The assault was no doubt revenge for Britain’s decision to impose financial sanctions in the wake of the recent U.N. report on Iran’s nuclear-weapons program. Iran’s parliament voted Monday to expel the British ambassador, MPs chanted “Death to Britain” and issued threats against the U.K. embassy. Twenty-four hours later, the basij arrived.

The episode is one more reminder that Iran is not the “status quo power” that many in the West imagine. It is a regime that flouts civilized norms and seeks to dominate its region and terrorize the U.S. and its allies.

How ya like me NOW?!?  And howz that diplomacy thing workin’ out for ya?!?

On the Lighter Side….

Turning to the pages of the Crime Blotter, we learn….

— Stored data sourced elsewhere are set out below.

PR #3936, opened 2023-01-20
TM: Do not restrict autotune temperature

wavexx:
Fix a wrong type that prevents running TM autotune at temps >127


gudnimg (approved):
Looks good to me. We're assigning `A` with `code_value_short()` which is `int16_t`

PR #3938, opened 2023-01-21
Optimisation: Don't print floats with `lcd_print()`

gudnimg:
Two optimisations:

1. When printing a number with `MarlinSerial::printNumber()` and `lcd_printNumber()`, there can be at most 8 * 4 = 32 digits (characters). We can use a `uint8_t` instead of `uint32_t` index to keep track of the number of digits.
2. Don't print `float` with `lcd_print()`. Currently there is only one place in the firmware which does this. See the menu `Support->XYZ cal. details`. This is very inefficient and we're better off using `lcd_printf_P()`.

Change in memory (on multilang MK3S build):
Flash: -594 bytes
SRAM: 0 bytes

### DIFF
--- a/Firmware/ultralcd.cpp
+++ b/Firmware/ultralcd.cpp
@@ -2597,12 +2597,11 @@ static void lcd_menu_xyz_skew()
 	 _i("Slight skew"), _deg(bed_skew_angle_mild),  ////MSG_SLIGHT_SKEW c=14
 	 _i("Severe skew"), _deg(bed_skew_angle_extreme)  ////MSG_SEVERE_SKEW c=14
 	);
+	lcd_set_cursor(15, 0);
 	if (angleDiff < 100){
-		lcd_set_cursor(15,0);
 		lcd_printf_P(_N("%3.2f\x01"), _deg(angleDiff));
-	}
-	else{
-		lcd_puts_at_P(15,0, _T(MSG_NA));
+	} else {
+		lcd_puts_P(_T(MSG_NA));
 	}
     if (lcd_clicked())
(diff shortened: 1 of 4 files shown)


Firmware/ultralcd.cpp
```diff
@@ -2623,19 +2622,10 @@ static void lcd_menu_xyz_offset()
...
-    world2machine_read_valid(vec_x, vec_y, cntr);
-
-    for (uint_least8_t i = 0; i < 2; i++)
-    {
-        lcd_set_cursor((cntr[i] < 0) ? 13 : 14, i+2);
-        lcd_print(cntr[i]);
-        lcd_puts_at_P(18, i + 2, PSTR("mm"));
+    for (uint8_t i = 0; i < 2; i++) {
+        lcd_set_cursor(0, i + 2);
+        lcd_printf_P(PSTR("%c           %6.2fmm"), 'X' + i, eeprom_read_float((float*)(EEPROM_BED_CALIBRATION_CENTER+4*i)));
```
DRracer: :thinking: it looks like the formatting string is correct, there is:
- 1 axis designation character
- 11 spaces
- max 6 digits floating point number (padded with spaces if shorter)
- 2 characters 'mm'

may be we could abuse the float formatting placeholder to avoid the extra spaces as well, something like this:
`"%c%17.2fmm"`

DRracer (approved):
nice :+1: 

just please have a look at the formatting string if we can get rid of those extra spaces

Firmware/ultralcd.cpp
gudnimg: Done 👍 Works fine on my end.

PR #4396, opened 2023-09-18
PFW-1538: Add M420

3d-gussner:


gudnimg:
Looking at https://marlinfw.org/docs/gcode/M420.html should we use `V` parameter to print this data?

Philly Thief Swipes Disabled Boy’s Wheelchair

 

Philadelphia….it figures!

Finally, in the Wide, Wild World of Sports, this just in from the Great White North:

Elderly Canadian footballers in fist fight after reigniting 50-year-old rivalry at awards ceremony

 

Bad blood between two elderly Canadian Football League legends dating back almost 50 years spilled out onto the stage at an awards luncheon in Vancouver when Joe Kapp, 73, and Angelo Mosca, 74, engaged in an extraordinary fight involving an olive branch and a walking stick.

A video of the incident, which happened Friday, shows former British Columbia Lions quarterback Kapp attempt to give Mosca, a former Hamilton Tiger-Cats defensive lineman, an olive branch as a peace offering, although it is not clear whether he was being sincere.

Mosca responded by telling Kapp through the microphone: “Stick it up your ass.”

Kapp, who also played for the Minnesota Vikings, then poked Mosca – a longtime professional wrestler – in the face with the branch, prompting Mosca to swing his cane, striking Kapp in the head. As the stunned crowd looked on, Kapp landed a right fist on Mosca’s jaw and followed it with a left, flooring his old rival. Sportsmanship!” Kapp yelled to the audience. “That’s what it’s all about, folks, sportsmanship!”

The bad blood stems from a 1963 Grey Cup game in which Mosca controversially hit Lions running back Willie Fleming, forcing Fleming from the game, The Canadian Press reported.

Take off, hoser!  No lager involved here, eh?!?